それを聞いたミハイルは、すくと立ち上がる。
「これでオレは立派な逆賊だな。だがオレには、まだやらなければならない事がある。」
ミハイルはポポフに尋ねる。
「スバンドール公国に進軍した王国地上軍と艦隊はどのような状況だ?」
「60隻ほどの艦隊は、兵をスバンドール公国に上陸させた後、王国西部の港に戻っております。揚陸させた2000の兵は、撤退戦をしながら艦隊の駐留している港に進軍中です。合流の予定ですが、再び出撃させるには2か月以上かかる見込みです。」
「陸は?」
「7000の兵は、こちらも撤退戦をしながらようやく公国を出て王国内に入りました。王都へ向けて進軍中ですが、到着にはやはり2か月以上かかる見込みです。」
ポポフの報告は、帝国軍の方が先に王都に着くことを物語っていた。
「公国の追撃はないか?」
「ありません。公国に王国へ進軍する兵力はないでしょう。」
「そうか。」
ミハイルはしばらく黙った後、大きく深呼吸をした。
「近衛隊長!」
ミハイルが近衛隊長を呼ぶ。
「はい。」
近衛隊長はこの状況で今度は何を言い出すか気が気でなかったが、次にミハイルから出た言葉は、信じ難いものだった。
「このオレを捕らえろ。」
「なっ、何をおっしゃいます!殿下!」
ミハイルの泣き笑いのようなその顔色は白く、差し出した両手は震えていた。
「マルコ!王都は無血開城だ。オレを差し出し、王都の民と王都の無事を帝国に約束させろ。お前が交渉するんだ。オレにはもうそのくらいの価値しかない……。」
「殿下……。」
マルコは驚いたようにミハイルを見る。そこへポポフが声を上げる。
「近衛隊長。自分も捕らえてくれ。戦に関する責任はすべて自分にある。殿下、よろしいですね?」
今度はミハイルが驚いたように目を見開いて、ポポフを見る。そんな2人を見ていた近衛隊長が静かに息を吐き、近衛副隊長を呼ぶ。
「副隊長!おるか!」
近衛副隊長があわてて近衛隊長のそばまで、駆け寄ってきた。
「はい、ここに。」
「よし、今からお前が近衛隊長だ。」
「はい?」
あっけにとられる近衛副隊長をよそに、ミハイルとポポフを見た近衛隊長が言う。
「私もお供させていただいて、よろしいでしょうか?」
ミハイルは最後の命令として、スバンドール公国に進軍した王国艦隊には港への待機を、王国地上軍にはリシャール辺境伯領へ向かうよう使者を出す。

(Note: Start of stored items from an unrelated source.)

PR #953, opened 2020-08-15
Adds Kyoshu Kyahan latent effects and new item latent mod

Era-Lusiphur:
Adds Kyoshu Kyahan latent effects and new item latent mod for LATENT_STATUS_ACTIVE_NO_JOBSPECIAL for use when an item specifically does not work during SP. Core work for LATENT_STATUS_ACTIVE_NO_JOBSPECIAL by the ever helpful @TeoTwawki .

Kyoshu Kyahan:
https://ffxiclopedia.fandom.com/wiki/Kyoshu_Kyahan

> Latent Effect: Accuracy +20 Attack +20
> 
>     Active while using Footwork
>     Effect is cancelled during Hundred Fists, even if Footwork status is active.

**_I affirm:_**


m241dan:
Just a suggestion, you could turn this into two commits. One for the content and the second for the white space changes (including fixing the new white space misalignment by adding a well named but long new latent). The reason is this will help keep our history clean.

Otherwise, looks good to me (haven't tested myself, but I trust).

Era-Lusiphur:
> 
> 
> Just a suggestion, you could turn this into two commits. One for the content and the second for the white space changes (including fixing the new white space misalignment by adding a well named but long new latent). The reason is this will help keep our history clean.
> 
> Otherwise, looks good to me (haven't tested myself, but I trust).

Era-Lusiphur:
@m241dan Reduced latent mod name length to preserve original whitespacing. I think increasing the whitespace for just one line would reduce readability, so made the adjustment that way.

TeoTwawki:
@m241dan kinda my fault when I quick proof of concept'ed it last night my auto format made some adjustments which carried into the diff I handed off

その後、マルコは帝国に使者を出し、交渉の末、王都の民の安全と王都の無傷を保証させる。
こうして長い歴史を誇る王都が、ボアザック王国歴史上初めて、他国の支配下におかれることとなった。
22、23話も短いので、来週の投稿も火曜日と金曜日の2回行います。
よろしくお願いいたします。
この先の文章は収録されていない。